* [RECORDS FOR PROCESSING]:
%%

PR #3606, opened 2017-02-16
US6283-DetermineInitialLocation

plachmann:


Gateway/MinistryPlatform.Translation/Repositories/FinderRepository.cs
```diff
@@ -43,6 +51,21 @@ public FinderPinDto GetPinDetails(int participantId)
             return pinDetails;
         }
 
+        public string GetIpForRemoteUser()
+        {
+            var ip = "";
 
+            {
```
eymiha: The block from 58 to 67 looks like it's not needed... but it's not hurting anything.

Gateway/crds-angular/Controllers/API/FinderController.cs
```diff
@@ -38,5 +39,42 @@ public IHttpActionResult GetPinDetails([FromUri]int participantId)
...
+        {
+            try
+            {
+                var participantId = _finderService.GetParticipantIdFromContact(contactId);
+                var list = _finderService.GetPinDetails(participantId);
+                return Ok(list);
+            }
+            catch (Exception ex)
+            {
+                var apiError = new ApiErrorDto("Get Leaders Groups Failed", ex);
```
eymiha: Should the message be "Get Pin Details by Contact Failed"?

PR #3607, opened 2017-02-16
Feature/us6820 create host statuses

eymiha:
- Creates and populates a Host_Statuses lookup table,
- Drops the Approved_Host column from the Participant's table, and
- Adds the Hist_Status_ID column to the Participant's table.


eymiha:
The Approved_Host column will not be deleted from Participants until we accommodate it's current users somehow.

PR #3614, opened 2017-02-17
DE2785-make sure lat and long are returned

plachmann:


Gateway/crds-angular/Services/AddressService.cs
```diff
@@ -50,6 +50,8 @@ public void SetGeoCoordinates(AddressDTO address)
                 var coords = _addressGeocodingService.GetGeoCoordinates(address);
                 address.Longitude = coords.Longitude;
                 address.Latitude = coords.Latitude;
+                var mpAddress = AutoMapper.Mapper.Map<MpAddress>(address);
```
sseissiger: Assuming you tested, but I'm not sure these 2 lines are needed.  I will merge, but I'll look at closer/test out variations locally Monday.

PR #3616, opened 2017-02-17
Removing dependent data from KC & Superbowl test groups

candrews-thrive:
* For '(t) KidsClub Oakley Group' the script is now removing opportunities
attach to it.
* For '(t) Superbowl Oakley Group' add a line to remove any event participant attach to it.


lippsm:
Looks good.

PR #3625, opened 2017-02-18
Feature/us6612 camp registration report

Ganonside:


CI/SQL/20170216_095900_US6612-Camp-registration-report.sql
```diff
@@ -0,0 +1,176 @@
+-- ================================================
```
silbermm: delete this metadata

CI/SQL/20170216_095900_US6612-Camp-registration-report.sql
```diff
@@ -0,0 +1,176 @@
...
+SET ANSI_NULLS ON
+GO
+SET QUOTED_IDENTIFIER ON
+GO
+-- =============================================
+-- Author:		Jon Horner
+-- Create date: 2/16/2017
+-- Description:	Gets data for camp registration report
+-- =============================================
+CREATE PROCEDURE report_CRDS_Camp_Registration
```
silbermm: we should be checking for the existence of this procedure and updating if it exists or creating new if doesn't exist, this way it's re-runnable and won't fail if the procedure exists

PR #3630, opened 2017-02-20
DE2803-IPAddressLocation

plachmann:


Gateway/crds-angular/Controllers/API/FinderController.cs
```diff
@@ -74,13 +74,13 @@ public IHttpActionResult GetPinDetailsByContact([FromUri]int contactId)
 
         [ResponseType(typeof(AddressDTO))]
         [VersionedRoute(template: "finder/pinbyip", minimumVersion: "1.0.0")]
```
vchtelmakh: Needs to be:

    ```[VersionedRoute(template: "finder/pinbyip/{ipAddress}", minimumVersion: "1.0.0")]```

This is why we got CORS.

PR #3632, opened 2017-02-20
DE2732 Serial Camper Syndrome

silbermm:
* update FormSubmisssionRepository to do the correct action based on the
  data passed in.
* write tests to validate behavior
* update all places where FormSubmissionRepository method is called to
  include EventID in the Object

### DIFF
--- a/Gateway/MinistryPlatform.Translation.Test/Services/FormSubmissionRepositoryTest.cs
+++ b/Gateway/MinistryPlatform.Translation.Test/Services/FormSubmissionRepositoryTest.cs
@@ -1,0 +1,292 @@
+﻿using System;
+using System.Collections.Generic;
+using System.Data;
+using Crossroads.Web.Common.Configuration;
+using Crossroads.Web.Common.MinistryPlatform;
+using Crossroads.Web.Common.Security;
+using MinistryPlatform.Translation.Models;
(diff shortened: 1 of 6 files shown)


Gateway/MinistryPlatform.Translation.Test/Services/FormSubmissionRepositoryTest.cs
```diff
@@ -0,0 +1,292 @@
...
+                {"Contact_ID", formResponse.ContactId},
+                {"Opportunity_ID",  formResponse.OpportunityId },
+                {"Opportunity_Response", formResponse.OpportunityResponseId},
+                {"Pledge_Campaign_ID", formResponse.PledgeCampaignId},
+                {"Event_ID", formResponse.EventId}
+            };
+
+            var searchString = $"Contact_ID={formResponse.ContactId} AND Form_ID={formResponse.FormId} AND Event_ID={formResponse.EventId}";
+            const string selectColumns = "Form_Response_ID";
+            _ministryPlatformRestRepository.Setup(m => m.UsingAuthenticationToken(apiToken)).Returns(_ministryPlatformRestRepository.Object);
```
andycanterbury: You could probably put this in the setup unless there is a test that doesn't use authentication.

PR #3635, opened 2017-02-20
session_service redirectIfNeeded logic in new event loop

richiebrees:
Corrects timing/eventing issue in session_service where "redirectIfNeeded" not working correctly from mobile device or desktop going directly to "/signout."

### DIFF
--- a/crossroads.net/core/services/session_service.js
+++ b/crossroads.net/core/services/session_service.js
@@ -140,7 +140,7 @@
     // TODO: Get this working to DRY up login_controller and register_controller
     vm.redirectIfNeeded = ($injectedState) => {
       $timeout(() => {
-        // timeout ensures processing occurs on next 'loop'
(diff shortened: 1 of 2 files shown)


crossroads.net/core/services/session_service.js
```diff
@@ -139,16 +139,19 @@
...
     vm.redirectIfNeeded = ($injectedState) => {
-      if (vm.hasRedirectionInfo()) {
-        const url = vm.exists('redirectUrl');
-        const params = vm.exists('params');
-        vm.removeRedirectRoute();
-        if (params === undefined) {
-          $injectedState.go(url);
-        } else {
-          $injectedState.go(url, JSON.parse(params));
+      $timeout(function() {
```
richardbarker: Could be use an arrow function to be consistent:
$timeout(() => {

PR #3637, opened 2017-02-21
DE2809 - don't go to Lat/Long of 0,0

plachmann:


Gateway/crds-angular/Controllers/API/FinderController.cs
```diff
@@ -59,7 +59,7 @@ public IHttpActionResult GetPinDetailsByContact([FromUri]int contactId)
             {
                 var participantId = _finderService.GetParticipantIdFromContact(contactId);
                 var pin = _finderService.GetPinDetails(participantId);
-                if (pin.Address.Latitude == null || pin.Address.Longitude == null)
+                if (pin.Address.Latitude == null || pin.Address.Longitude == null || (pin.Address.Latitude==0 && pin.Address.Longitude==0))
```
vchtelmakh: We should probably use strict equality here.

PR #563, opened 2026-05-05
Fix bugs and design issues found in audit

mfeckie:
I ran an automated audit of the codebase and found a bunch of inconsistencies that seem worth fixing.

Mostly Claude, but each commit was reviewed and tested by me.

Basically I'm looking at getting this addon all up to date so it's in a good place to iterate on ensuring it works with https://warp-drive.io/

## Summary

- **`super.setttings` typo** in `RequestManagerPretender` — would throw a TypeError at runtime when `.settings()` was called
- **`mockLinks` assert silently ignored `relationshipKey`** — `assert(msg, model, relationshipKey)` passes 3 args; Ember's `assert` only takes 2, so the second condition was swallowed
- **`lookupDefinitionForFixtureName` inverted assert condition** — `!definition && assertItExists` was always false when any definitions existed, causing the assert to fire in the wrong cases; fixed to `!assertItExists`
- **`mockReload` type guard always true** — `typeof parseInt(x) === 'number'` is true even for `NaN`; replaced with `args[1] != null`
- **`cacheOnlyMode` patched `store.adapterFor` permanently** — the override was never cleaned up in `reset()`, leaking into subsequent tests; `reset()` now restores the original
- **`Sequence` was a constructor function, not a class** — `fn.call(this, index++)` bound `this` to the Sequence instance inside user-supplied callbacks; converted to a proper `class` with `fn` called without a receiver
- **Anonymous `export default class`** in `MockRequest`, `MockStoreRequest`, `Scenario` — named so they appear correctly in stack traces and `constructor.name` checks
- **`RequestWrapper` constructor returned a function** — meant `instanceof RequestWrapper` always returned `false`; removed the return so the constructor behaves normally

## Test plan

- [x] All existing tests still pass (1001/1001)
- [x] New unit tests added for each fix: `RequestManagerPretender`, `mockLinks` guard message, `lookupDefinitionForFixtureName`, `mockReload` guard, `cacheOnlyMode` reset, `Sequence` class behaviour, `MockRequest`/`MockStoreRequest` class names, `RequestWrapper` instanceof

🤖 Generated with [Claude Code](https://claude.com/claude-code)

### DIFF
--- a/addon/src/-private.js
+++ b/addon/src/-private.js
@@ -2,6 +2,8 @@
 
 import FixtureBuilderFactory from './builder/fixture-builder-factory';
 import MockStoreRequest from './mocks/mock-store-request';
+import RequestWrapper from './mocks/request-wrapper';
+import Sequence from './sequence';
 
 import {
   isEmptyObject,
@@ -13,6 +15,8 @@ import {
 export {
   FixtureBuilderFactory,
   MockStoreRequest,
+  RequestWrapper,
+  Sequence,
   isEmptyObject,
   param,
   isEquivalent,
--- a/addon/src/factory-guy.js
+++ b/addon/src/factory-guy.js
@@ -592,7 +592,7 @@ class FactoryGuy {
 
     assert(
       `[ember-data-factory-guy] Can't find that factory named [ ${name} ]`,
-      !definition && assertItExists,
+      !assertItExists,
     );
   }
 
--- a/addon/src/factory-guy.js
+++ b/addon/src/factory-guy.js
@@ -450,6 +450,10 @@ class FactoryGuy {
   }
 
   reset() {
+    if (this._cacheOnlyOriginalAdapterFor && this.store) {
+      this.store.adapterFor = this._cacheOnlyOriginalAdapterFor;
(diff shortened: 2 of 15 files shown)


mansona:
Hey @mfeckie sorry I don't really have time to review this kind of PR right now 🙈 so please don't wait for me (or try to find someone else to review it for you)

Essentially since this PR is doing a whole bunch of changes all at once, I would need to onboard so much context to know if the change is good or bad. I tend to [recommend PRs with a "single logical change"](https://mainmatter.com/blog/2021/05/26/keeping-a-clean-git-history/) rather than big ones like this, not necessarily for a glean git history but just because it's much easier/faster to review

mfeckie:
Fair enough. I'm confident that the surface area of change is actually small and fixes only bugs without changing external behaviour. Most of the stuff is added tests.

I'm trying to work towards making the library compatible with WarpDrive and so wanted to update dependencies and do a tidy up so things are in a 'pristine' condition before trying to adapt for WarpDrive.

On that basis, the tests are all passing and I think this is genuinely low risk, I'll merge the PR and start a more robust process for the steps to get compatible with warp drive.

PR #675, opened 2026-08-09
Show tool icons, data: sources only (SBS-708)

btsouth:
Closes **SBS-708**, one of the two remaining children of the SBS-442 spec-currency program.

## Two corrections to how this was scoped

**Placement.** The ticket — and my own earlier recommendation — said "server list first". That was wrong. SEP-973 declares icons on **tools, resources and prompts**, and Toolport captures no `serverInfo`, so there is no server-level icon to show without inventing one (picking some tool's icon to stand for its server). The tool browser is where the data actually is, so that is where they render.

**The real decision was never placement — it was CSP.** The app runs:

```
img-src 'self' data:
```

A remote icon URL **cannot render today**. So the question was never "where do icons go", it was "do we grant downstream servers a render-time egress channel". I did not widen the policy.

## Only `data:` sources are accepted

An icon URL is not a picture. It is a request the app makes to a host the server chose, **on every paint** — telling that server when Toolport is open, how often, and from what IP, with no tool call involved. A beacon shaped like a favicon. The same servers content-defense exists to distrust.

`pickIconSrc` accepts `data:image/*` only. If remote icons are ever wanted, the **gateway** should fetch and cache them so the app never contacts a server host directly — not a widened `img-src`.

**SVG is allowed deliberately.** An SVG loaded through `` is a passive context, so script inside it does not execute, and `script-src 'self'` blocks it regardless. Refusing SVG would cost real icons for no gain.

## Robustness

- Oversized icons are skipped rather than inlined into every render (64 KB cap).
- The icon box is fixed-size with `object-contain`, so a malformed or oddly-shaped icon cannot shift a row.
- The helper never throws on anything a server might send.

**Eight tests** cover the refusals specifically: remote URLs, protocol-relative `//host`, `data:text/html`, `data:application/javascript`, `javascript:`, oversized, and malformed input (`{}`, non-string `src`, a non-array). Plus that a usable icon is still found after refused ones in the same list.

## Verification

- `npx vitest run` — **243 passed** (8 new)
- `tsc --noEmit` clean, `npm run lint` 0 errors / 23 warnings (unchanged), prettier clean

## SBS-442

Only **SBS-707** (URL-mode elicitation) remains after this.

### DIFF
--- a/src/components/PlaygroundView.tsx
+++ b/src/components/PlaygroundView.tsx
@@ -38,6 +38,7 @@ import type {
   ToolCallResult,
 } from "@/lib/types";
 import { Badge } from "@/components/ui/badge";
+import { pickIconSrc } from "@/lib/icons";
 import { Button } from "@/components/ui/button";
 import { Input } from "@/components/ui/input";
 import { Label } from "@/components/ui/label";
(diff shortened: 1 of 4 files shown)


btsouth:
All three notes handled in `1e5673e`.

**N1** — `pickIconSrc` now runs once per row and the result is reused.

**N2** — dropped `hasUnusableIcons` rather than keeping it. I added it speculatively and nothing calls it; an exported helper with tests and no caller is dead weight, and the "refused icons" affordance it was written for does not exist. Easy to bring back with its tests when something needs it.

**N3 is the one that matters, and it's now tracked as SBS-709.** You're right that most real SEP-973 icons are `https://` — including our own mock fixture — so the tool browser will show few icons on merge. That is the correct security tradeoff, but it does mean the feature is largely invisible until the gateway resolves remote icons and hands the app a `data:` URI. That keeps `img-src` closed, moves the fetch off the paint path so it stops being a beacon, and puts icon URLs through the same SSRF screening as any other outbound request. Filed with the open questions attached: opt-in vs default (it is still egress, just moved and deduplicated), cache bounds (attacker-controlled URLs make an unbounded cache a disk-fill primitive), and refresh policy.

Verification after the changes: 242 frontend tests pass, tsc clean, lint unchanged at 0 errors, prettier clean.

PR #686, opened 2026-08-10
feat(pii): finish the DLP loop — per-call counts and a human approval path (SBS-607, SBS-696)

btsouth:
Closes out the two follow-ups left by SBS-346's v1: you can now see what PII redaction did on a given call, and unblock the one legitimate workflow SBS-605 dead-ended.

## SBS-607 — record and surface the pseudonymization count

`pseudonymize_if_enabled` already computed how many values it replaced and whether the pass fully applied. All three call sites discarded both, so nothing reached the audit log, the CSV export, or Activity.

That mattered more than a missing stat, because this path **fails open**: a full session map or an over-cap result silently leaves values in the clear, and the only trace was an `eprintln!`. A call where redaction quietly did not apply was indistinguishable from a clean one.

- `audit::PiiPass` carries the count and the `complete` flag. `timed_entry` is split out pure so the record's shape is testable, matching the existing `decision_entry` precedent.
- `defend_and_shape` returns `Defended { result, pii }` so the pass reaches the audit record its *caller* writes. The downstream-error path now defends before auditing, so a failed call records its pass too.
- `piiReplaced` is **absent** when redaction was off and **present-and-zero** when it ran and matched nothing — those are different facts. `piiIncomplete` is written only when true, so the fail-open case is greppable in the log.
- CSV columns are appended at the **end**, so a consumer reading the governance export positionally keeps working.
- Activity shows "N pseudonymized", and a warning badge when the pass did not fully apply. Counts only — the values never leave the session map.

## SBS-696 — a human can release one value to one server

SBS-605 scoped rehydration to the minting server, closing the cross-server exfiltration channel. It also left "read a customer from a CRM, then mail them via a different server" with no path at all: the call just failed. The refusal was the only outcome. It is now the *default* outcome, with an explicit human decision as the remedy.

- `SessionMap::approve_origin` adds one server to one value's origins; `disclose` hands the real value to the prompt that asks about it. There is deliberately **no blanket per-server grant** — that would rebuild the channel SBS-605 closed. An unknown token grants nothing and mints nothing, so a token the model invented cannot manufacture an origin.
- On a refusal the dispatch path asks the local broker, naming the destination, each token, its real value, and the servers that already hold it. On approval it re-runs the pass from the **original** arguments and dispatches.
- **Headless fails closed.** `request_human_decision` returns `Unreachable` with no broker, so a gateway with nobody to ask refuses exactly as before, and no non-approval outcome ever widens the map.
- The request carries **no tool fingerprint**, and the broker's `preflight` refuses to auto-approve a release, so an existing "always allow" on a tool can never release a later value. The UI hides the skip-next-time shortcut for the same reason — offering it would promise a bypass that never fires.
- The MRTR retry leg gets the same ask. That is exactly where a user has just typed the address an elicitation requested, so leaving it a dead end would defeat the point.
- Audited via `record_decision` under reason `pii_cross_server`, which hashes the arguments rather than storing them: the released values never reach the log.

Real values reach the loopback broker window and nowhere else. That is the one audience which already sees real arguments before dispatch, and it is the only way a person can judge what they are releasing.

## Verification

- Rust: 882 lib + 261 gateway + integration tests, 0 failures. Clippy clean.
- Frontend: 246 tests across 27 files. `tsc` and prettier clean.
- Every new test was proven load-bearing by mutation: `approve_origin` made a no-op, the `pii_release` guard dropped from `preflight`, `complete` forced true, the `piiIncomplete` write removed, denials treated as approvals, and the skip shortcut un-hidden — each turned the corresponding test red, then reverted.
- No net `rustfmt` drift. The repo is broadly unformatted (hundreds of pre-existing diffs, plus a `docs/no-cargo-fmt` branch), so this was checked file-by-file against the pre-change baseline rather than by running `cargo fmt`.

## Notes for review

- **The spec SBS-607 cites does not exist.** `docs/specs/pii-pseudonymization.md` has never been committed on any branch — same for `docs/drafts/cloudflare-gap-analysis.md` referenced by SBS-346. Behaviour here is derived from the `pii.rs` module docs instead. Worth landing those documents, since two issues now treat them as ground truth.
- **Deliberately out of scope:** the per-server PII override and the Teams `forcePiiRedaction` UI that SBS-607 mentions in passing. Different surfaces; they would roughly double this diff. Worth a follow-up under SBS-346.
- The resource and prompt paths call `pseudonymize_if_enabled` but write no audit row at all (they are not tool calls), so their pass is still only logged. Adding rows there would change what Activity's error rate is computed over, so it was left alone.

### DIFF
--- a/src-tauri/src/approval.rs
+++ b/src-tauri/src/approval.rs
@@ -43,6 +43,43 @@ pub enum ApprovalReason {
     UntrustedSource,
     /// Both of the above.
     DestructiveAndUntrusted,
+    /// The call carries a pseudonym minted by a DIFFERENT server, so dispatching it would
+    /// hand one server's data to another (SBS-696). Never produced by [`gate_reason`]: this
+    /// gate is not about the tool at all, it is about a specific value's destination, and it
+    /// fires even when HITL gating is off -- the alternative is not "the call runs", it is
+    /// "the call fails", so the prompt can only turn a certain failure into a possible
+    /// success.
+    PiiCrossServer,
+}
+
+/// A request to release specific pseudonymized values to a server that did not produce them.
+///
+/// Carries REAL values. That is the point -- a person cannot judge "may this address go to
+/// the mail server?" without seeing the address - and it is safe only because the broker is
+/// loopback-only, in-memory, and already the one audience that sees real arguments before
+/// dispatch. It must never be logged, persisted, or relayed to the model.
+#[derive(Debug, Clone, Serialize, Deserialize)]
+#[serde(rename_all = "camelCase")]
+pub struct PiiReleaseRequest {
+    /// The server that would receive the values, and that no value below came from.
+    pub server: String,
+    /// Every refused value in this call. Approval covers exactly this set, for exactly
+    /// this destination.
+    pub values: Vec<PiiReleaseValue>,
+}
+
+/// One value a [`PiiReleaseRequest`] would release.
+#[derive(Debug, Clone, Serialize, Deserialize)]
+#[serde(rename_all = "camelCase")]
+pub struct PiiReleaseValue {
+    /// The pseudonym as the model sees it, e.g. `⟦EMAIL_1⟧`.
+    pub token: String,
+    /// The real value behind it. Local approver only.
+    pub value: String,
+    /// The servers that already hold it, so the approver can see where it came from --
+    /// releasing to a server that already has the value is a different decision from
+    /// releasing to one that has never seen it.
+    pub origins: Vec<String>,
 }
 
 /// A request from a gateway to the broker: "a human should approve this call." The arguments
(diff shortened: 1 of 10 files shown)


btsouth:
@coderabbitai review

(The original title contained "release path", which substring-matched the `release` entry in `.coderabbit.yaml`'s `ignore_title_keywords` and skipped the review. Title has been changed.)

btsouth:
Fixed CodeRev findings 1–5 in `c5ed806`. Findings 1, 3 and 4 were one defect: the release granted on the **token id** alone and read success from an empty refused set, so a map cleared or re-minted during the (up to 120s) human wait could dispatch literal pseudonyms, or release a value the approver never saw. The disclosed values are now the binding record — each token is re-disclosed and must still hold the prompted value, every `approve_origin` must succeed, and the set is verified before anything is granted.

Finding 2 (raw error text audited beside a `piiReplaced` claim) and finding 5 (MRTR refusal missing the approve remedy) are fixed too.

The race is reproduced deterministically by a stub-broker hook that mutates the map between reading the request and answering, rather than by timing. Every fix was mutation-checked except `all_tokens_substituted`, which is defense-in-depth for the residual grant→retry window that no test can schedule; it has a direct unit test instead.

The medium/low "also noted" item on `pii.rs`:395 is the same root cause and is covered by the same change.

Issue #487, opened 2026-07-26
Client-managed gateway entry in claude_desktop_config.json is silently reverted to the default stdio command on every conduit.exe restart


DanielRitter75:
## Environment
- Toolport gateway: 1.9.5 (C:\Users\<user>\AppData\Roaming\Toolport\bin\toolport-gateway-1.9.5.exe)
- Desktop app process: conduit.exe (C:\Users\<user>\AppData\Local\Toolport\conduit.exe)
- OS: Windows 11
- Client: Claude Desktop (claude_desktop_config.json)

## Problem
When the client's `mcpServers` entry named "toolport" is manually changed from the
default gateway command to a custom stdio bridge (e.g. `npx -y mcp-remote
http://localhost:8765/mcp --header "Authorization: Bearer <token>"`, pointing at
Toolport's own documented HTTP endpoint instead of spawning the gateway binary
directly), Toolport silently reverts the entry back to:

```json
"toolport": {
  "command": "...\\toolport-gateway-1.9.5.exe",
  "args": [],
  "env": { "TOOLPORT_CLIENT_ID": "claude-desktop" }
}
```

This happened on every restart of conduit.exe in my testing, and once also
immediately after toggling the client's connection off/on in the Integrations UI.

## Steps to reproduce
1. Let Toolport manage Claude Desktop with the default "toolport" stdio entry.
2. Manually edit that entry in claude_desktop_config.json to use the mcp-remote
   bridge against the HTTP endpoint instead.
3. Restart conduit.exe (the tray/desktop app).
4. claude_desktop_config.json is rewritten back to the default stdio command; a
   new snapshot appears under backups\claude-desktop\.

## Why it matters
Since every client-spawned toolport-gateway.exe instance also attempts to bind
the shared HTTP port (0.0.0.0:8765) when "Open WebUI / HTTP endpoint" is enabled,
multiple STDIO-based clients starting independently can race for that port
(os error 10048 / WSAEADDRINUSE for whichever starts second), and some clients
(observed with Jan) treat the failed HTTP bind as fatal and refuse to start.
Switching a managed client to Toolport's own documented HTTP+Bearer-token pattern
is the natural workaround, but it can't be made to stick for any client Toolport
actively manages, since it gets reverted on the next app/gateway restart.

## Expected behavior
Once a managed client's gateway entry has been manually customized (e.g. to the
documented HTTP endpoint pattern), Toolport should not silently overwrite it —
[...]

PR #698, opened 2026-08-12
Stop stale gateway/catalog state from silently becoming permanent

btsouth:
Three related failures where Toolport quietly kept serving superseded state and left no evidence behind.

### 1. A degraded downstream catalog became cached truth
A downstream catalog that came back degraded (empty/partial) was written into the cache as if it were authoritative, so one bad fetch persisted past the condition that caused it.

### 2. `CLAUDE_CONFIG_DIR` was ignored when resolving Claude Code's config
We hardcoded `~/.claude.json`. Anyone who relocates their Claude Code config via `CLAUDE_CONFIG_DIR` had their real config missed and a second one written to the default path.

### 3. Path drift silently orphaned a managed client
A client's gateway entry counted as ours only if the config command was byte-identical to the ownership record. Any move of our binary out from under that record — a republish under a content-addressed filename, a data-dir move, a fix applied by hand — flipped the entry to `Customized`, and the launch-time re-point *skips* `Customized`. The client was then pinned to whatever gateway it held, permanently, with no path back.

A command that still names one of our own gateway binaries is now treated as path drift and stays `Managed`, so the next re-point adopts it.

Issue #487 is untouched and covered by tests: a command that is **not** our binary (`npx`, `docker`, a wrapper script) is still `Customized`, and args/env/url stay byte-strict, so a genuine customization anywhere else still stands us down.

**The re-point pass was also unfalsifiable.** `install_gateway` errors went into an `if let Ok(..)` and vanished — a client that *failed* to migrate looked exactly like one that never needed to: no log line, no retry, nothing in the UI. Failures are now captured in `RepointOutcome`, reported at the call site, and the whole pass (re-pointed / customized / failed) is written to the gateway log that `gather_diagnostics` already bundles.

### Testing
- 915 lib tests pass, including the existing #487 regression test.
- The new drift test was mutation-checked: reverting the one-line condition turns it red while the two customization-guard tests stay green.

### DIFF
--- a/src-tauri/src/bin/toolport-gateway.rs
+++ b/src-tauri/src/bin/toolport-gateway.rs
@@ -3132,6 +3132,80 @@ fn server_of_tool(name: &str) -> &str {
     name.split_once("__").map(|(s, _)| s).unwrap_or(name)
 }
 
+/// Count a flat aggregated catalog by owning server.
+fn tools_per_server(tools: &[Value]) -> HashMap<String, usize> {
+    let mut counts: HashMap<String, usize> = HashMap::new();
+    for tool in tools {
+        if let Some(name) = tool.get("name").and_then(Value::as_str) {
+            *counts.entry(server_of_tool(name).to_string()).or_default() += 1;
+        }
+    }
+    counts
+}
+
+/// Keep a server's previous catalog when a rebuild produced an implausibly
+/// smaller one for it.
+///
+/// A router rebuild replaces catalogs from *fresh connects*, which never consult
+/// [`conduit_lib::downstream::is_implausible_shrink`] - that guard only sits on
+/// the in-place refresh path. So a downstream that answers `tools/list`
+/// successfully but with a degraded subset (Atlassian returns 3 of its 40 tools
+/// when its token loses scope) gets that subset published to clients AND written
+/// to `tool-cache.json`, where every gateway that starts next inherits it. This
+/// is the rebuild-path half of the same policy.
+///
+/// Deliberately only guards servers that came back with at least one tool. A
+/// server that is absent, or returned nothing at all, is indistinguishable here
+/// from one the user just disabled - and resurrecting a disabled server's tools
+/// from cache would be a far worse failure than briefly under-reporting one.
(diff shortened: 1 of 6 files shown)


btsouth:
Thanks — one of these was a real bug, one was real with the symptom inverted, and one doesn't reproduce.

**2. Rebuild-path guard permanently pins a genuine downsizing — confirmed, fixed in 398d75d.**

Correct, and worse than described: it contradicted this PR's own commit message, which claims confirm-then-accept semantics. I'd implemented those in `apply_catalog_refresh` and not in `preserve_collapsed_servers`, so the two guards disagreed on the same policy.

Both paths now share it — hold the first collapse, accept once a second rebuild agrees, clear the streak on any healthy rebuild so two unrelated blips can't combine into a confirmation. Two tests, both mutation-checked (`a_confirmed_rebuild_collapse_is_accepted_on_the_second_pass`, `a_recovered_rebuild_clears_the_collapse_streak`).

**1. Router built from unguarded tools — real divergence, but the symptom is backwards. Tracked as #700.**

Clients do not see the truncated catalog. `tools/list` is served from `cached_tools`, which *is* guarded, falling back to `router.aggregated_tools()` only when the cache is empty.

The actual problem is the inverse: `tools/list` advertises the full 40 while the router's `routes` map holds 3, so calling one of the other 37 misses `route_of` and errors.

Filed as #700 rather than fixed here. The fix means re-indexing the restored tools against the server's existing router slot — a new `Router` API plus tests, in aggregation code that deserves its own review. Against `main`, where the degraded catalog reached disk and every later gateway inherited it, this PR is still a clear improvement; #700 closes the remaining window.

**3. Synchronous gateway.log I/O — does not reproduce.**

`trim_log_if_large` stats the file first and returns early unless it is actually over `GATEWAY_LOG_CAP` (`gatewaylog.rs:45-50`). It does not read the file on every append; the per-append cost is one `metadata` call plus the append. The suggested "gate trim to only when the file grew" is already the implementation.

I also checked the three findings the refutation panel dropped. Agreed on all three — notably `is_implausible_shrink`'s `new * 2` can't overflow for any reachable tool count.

%%

Please give back, exactly as it stands above, the stretch from the line with "immediately after toggling" through the line with "Claude Code's config", and no line outside it.

immediately after toggling the client's connection off/on in the Integrations UI.

## Steps to reproduce
1. Let Toolport manage Claude Desktop with the default "toolport" stdio entry.
2. Manually edit that entry in claude_desktop_config.json to use the mcp-remote
   bridge against the HTTP endpoint instead.
3. Restart conduit.exe (the tray/desktop app).
4. claude_desktop_config.json is rewritten back to the default stdio command; a
   new snapshot appears under backups\claude-desktop\.

## Why it matters
Since every client-spawned toolport-gateway.exe instance also attempts to bind
the shared HTTP port (0.0.0.0:8765) when "Open WebUI / HTTP endpoint" is enabled,
multiple STDIO-based clients starting independently can race for that port
(os error 10048 / WSAEADDRINUSE for whichever starts second), and some clients
(observed with Jan) treat the failed HTTP bind as fatal and refuse to start.
Switching a managed client to Toolport's own documented HTTP+Bearer-token pattern
is the natural workaround, but it can't be made to stick for any client Toolport
actively manages, since it gets reverted on the next app/gateway restart.

## Expected behavior
Once a managed client's gateway entry has been manually customized (e.g. to the
documented HTTP endpoint pattern), Toolport should not silently overwrite it —
[...]

PR #698, opened 2026-08-12
Stop stale gateway/catalog state from silently becoming permanent

btsouth:
Three related failures where Toolport quietly kept serving superseded state and left no evidence behind.

### 1. A degraded downstream catalog became cached truth
A downstream catalog that came back degraded (empty/partial) was written into the cache as if it were authoritative, so one bad fetch persisted past the condition that caused it.

### 2. `CLAUDE_CONFIG_DIR` was ignored when resolving Claude Code's config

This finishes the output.